STEVE SUTHERLAND is editorial director at IPC Media. He became editor of New Musical Express in 1992, following a tenure as assistant editor at stablemate Melody Maker. His NME editorship lasted until 2000 and - much to his excitement - encompassed the Britpop era. He has described David Bowie as an artist he met who impressed him the most.

DAVID THOMAS is an award-winning journalist with thirty years experience working in Fleet Street, as well as for major magazines in Britain and the US. He has edited The Magazine, Punch, and Sunday Today Extra. He has published nine novels and a dozen non-fiction books under his own name and as Tom Cain, written film scripts, and has been translated into some twenty languages.

After working in accountancy, insurance, and banking by day and writing for ZigZag by night, JOHN TOBLER joined CBS Revords in 1974, where he became ABBA's first UK press officer. He would later write ABBA's official biography and the sleeve-notes to their multi-million-selling compilation ABBA Gold. In 1976, he started freelance work at BBC Radio One, interviewing dozen of acts, including the Eagles and the Sex Pistols. He runs the small independent Road Goes On Forever record label.
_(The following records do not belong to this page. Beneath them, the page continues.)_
PR #4319, opened 2025-01-28
SchedulerDBManager: improve loadJobs performance

fviale:
- increase default batch size to 1000
 - load jobs from the database in parallel. Number of threads is configurable by a new property pa.scheduler.core.loadjobs.nbthreads
 - increase default database connection timeout


AlexFalessi (approved):

fviale:
Retest this please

MICHAEL WATTS has been a journalist, magazine, and features editor at several major British newspapers, including the Financial Times and the London Evening Standard, and was also a London correspondent for the Los Angeles Times. During the 1970s he wrote about rock and jazz for Melody Maker. Working out of London, New York, and L.A., he covered the greatest music stories of that era for what was then the oldest music paper, from the rise of punk rock and the Sex Pistols to the death of John Lennon.

DOMINIC WELLS was editor of Time Out (London) for most of the nineties, winning four BSME awards for Editor of the Year. In the noughties he was editorial director of AOL (UK) and assistant editor at the Times. He is now a freelance journalist and screenwriter, with his own website www.dominicwells.com. As a teenager he hung pictures of Bowie on his wa-wa-wa-wall, and played Ziggy Stardust every day for two years.

STEVEN WELLS was a quintessentially eighties music journalist, seeing his work as indivisible from the mission to bring down Margaret Thatcher. His career began in the guise of the agitprop poet Seething Wells before he acquired a berth at the NME, for whom he wrote for a quarter-century. He also wrote for The Guardian and the Philadelphia Weekly, scripted radio comedy shows, and authored the novel Tits-Out Teenage Terror Totty. He died of cancer in 2009, aged forty-nine.